Voqal Partners

Reclamation &
cultivation

2024 fellows

Throughout the country, these BADASS changemakers are drawing connections across culture and time through art and action to drive their communities forward. Whether centering food justice or reclaiming ancestral tradition, each of the 2024 Fellows are making the world better in the here and now.

ABDIEL

GUZMAN

BRITTNEY SHELBY

SESSOMS

Katya

ABAZAJIAN

MECHIYA

JAMISON

MEGAN

GOURD

PAULA X.

ROJAS

THANH

TRAN

VICTOR

VALENCIA

Learn more about the future they're creating.

ABDIEL GUZMAN (HE/HIM)
SAMAR | Arcahic Territory
“Combatting colonial history, healing people & lands.”

Abdiel seeks to create environmental awareness to acknowledge the need to reverse the damage caused to the marine ecosystems by 60 years of U.S. Navy military practices, unsustainable and extractive fishing, unsustainable tourism, gentrification, and displacement of local communities. SAMAR’s mission is for youth to become stewards and create conscious connections with the sea through a sense of belonging. 
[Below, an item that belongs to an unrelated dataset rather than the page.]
PR #29475, opened 2022-04-21
xDS test server: document rpc-behavior metadata, add hostname option

murgatroid99:
The `sleep-<number>` entry just documents the existing usage in the "timeout" test case. The `fail-on` option is new, and will be used to implement the outlier detection test.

BRITTNEY SHELBY SESSOMS (SHE/HER)
Black Urban Homesteads | Chickasaw Territory
“Growing food, folks, & fortune for all."

Brittney imagines a vibrant community where members hold on to cultural importance to revitalize themselves, their familial lineage, their communities, and their environment. Black Urban Homesteaders sow seeds of sovereignty in the food system by reconnecting Black and Indigenous lives and communities with the land. We prioritize the use of the land for nutrition, health, and wellness in the fight against disparities.

KATYA ABAZAJIAN (THEY/SHE)
Local Data Futures Initiative | Akokisa Territory
“New insights daily, Pisces keeps flowing.”

Katya believes in communities’ right to control access to their personal and community data, fighting extractive capitalist and carceral systems that prevent this ownership. The Local Data Futures Initiative empowers residents to use data to shape local policy by building data-sharing systems for residents, organizers, and advocates. LDFI aims to trasnform cooperative governance models and launch a community advisory board to become a community-based data resource.

MECHIYA JAMISON (SHE/HER)
Nourish | Kaskaskia Territory
“Passion, peace, & purpose; freedom is imminent.”

Mechiya creates interactive, educational spaces to name extractive systems and uplift community solutions. Her third exhibit is Nourish : A rejection and analysis of our food system. She seeks to start a collective conversation that denormalizes the extractive mechanisms of mass-produced food by unpacking their environmental and socioeconomic impact. This will be held in collaboration with food justice organizations, and BlPOC-owned farms across the Midwest.

MEGAN GOURD (SHE/HER)
Indigenously Different | Caddo Territory
“Motivated, enthusiastic, resourceful, innovative, reliable, sad.”

Megan is on a quest to validate the learned experiences from Indigenous elders, community, and culture. Indigenously Different offers an opportunity to empower traditional teaching environments through a convenient homeschool tracking app by categorizing learning within traditional knowledge. Indigenously Different will create a safe place for shared experiences and an evolution of learning by reclaiming action-based education.

PAULA X. ROJAS (SHE/HER/ELLA)
Building a Just and Loving World | Tonkawa Territory
“Relentlessly optimistic, patient, fiercely loving.”

Paula is reframing how we understand the social justice protracted path, defining where we will need a level of inner stamina and collective strength that we may not yet imagine but of which we are capable. Birthing a Just and Loving World is a workbook and impact campaign that builds a strong bridge across two social and racial justice movements: Birthing Justice (an arm of Reproductive Justice) with the Police and Prison Abolition movement.

THANH TRAN (HE/HIM)
Finding Má Film | Ohlone Territory
“I laugh to save my tears.”

Thanh is a filmmaker, sharing a personal story in hopes of enacting broad change across global communities. Finding Má is about his bi-racial family shattered by the foster care and prison systems reuniting after 20 years of separation to heal and rebuild – starting with finding our estranged and unhoused mother in the streets of Sacramento. The film will be a launching pad for an impact campaign to promote new narratives about foster youth and formerly incarcerated communities.

VICTOR VALENCIA (HE/HIM)
Building Out Safer Spaces | Pascua Yaqui Territory
“Victoria told no, Victor opening doors.”

Victor models the liberated world by curating community spaces free from toxic masculinity, ableism, and white supremacy culture. Building Out Safer Spaces is a trades community and educational model that is anti-racist and Trans and Queer-centric, starting with volunteer-and-learn builds for queer and trans housing non-profits. He is now creating a dedicated makerspace and workshop where Women, Queer, Trans, and Femme of Center folks can learn, share, design, and develop skills.